We will consider a typical application, i.e. finding the configuration of a system via energy minimization. The system is described by the value of a field \(f(x) \) in all points \(x\) of a certain domain \(\mathcal{D}\). \(\mathcal{D}\) may be \(n\)-dimensional, in which case we will write simply \(x\) instead of \((x_1, x_2, \ldots, x_n)\). The energy \(U\) is a functional1 of \(f\). For instance: \begin{equation} U = \int_{\mathcal{D}} \text{d}x \, f^2(x) \, . \label{eq:defU}\end{equation} In analogy with functions, an extremum of \(U\) is a configuration \(f_0(x)\) such that "small variations with respect to this position leave the energy unchanged".
These are not variations in the variable \(x\), but rather changes of \(f(x) \) over the entire domain \(\mathcal{D}\). Let us write \(f(x) = f_0(x) + \delta f (x)\) and limit ourselves to terms linear in \(\delta f\). More rigorously, we can write \(\delta f (x) =\epsilon g(x) \) and work in the limit \(\epsilon \to 0\). \(\delta f \) and \(g\) are functions defined on \(\mathcal{D}\) and can be subject to certain constraints (on the boundary, in particular). The resulting change in \(U\) is:\begin{equation} \delta U = \int_{\mathcal{D}} \text{d}x \, [f_0(x)+\delta f (x)]^2(x) - \int_{\mathcal{D}} \text{d}x \, f_0(x)^2(x) = \int_{\mathcal{D}} \text{d}x \, \delta f (x) 2 f_0(x) \, . \label{eq:deriv}\end{equation}to first order in \(\delta f\).
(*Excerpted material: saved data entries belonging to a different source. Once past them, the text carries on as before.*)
PR #3384, opened 2016-05-24
do not load loomio_org plugins in Dockerfile

dachary:
Signed-off-by: Loic Dachary <loic@dachary.org>

### DIFF
--- a/Dockerfile
+++ b/Dockerfile
@@ -37,7 +37,7 @@ ENV DEVISE_SECRET boopboop
 ENV SECRET_COOKIE_TOKEN beepbeep
 
 # build assets
-RUN bundle exec rake deploy:build
+RUN bundle exec rake deploy:build[docker]
 RUN bundle exec rake assets:precompile
 
 EXPOSE 3000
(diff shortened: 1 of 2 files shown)


Dockerfile
```diff
@@ -37,7 +37,7 @@ ENV DEVISE_SECRET boopboop
 ENV SECRET_COOKIE_TOKEN beepbeep
 
 # build assets
-RUN bundle exec rake deploy:build
+RUN bundle exec rake deploy:build docker
```
gdpelican: This is definitely the right approach, but I found I needed 

```
RUN bundle exec rake deploy:build[docker]
```

to make this go. Does passing `docker` in like that work for you?

plugins/docker.yml
```diff
@@ -0,0 +1,5 @@
+# Plugins loaded by https://github.com/loomio/loomio/blob/master/Dockerfile
+plugins:
```
gdpelican: This wants to mirror https://github.com/loomio/loomio/blob/master/config/plugins.yml
(we've dropped the top level 'plugins' line)

Dockerfile
dachary: I did not try, that was a quick draft after browsing the code, to check if I was going in the right direction :-)

plugins/docker.yml
dachary: ok

dachary:
amended to address comments & repushed

gdpelican:
Sweet. I've made a few further changes we need to the plugin system here: #3385 

Closing this one for now; we'll get that one merged in soon. Thanks for this!

PR #3385, opened 2016-05-24
Do not load loomio_org plugin for docker image

gdpelican:


robguthrie:
Thanks for sorting this out @gdpelican!

robguthrie:
💚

We say that \(2 f\) is the functional derivative of \(U\), \(\frac{\delta U}{\delta f}\) and write:\begin{equation} \delta U = \int_{\mathcal{D}} \text{d}x \, \delta f (x) \frac{\delta U}{\delta f} \quad \text{which is similar to} \quad \text{d}f = \text{d}x \cdot \nabla f \label{eq:diff}\end{equation}with the identification: \(\delta f \equiv \text{d}x\), \(\frac{\delta U}{\delta f} \equiv \nabla f\), and \(\int_{\mathcal{D}} \text{d}x \equiv \, \cdot \, \) plays the role of the scalar product. Ensuring that \(\delta U = 0\) for any variation \(\delta f\) requires that \(\frac{\delta U}{\delta f} = 0 \Rightarrow f_0(x) =0\) for our example \eqref{eq:defU}, exactly as \( \text{d}f = 0\) for all \( \text{d}x\) implies \( \nabla f =0\).
To develop the similarity: \(\text{d}x \) and \(\nabla f\) are \(n\)-dimensional vectors, and their product yields the variation of \(f\) along \(\text{d}x \). \(\delta f\) and \(\frac{\delta U}{\delta f}\) are (infinite-dimensional) vectors, and their "product" yields the variation of \(U\) "in the direction of" \(\delta f\). To belabor the point, this "direction" is defined in the function space, and not in the domain \(\mathcal{D}\) of the integration variable \(x\).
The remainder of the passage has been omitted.